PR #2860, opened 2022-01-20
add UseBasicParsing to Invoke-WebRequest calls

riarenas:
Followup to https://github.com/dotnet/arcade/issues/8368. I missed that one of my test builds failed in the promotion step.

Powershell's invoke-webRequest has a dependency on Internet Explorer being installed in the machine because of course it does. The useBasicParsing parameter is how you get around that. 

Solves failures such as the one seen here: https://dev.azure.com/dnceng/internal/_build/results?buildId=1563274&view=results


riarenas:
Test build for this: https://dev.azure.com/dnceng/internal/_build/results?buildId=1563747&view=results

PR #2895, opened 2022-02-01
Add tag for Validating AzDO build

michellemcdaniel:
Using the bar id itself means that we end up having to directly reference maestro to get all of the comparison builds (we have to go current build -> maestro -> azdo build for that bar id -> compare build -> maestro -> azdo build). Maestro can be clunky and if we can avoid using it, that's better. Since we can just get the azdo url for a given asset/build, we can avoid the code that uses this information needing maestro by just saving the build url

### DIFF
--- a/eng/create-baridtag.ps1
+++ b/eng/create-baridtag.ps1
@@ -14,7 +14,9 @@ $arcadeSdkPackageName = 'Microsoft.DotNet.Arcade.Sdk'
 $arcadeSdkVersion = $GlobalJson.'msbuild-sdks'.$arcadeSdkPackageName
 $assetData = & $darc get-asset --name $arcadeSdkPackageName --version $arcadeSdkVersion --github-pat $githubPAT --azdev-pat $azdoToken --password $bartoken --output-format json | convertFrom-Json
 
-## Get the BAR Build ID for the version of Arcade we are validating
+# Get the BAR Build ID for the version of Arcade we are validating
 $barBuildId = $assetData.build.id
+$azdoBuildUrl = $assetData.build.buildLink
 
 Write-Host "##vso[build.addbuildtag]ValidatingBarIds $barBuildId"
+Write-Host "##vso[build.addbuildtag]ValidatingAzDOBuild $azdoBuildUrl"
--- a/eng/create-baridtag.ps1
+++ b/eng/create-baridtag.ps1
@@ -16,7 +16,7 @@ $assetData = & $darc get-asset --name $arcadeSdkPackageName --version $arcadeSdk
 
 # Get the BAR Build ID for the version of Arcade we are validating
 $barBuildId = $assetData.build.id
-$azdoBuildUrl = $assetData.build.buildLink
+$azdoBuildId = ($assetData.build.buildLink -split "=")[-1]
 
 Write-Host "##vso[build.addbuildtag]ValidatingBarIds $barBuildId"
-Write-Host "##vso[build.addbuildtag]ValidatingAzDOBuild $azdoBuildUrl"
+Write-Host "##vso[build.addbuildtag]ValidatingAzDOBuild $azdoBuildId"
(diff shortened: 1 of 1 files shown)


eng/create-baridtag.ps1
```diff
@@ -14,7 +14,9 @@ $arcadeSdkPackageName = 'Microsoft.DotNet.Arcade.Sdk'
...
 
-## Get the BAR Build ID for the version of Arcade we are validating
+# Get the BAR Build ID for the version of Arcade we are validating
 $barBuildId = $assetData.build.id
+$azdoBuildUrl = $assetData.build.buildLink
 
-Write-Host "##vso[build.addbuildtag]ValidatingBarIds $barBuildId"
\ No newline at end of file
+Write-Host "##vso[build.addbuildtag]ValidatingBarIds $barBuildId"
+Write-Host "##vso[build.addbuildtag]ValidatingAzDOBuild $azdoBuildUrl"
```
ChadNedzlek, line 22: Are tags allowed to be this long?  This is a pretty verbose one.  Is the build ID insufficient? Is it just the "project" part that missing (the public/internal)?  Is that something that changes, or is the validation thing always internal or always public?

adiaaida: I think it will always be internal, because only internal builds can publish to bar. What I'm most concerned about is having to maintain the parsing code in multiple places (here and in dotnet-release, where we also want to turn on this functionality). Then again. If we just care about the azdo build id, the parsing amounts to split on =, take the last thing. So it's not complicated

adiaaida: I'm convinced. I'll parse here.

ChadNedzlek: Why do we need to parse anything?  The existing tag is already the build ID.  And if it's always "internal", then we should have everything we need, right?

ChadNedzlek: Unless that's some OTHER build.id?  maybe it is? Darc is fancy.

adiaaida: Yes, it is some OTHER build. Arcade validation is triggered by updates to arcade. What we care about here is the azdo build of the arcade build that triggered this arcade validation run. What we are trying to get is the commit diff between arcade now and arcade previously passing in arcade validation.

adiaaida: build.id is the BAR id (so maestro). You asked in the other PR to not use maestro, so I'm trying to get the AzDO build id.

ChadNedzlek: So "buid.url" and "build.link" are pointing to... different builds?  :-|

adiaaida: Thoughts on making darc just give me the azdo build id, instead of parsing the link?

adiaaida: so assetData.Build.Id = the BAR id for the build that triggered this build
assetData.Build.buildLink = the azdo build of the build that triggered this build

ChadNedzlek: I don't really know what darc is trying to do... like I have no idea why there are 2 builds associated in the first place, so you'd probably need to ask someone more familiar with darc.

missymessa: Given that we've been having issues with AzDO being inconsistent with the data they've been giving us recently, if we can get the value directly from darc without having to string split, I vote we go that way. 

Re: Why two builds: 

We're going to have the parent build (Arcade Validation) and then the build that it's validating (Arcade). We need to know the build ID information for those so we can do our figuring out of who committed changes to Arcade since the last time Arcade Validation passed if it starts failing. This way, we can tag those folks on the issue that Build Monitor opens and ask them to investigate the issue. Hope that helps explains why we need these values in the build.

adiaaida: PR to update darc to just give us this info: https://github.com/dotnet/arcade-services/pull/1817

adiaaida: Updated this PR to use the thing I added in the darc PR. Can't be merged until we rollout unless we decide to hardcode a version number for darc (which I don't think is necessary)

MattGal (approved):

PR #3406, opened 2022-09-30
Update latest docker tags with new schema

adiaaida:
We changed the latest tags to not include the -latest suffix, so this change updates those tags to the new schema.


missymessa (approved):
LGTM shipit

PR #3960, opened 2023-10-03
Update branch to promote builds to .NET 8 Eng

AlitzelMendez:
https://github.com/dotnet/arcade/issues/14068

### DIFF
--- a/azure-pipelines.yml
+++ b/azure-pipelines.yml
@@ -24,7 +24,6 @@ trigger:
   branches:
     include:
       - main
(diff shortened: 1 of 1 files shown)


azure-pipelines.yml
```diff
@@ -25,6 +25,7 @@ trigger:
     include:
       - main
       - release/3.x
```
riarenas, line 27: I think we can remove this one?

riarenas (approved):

+--

What the task requires
Your task is to reproduce the entries exactly, starting at the first line and ending with the line containing "Test build for".

Response area
PR #2860, opened 2022-01-20
add UseBasicParsing to Invoke-WebRequest calls

riarenas:
Followup to https://github.com/dotnet/arcade/issues/8368. I missed that one of my test builds failed in the promotion step.

Powershell's invoke-webRequest has a dependency on Internet Explorer being installed in the machine because of course it does. The useBasicParsing parameter is how you get around that. 

Solves failures such as the one seen here: https://dev.azure.com/dnceng/internal/_build/results?buildId=1563274&view=results


riarenas:
Test build for this: https://dev.azure.com/dnceng/internal/_build/results?buildId=1563747&view=results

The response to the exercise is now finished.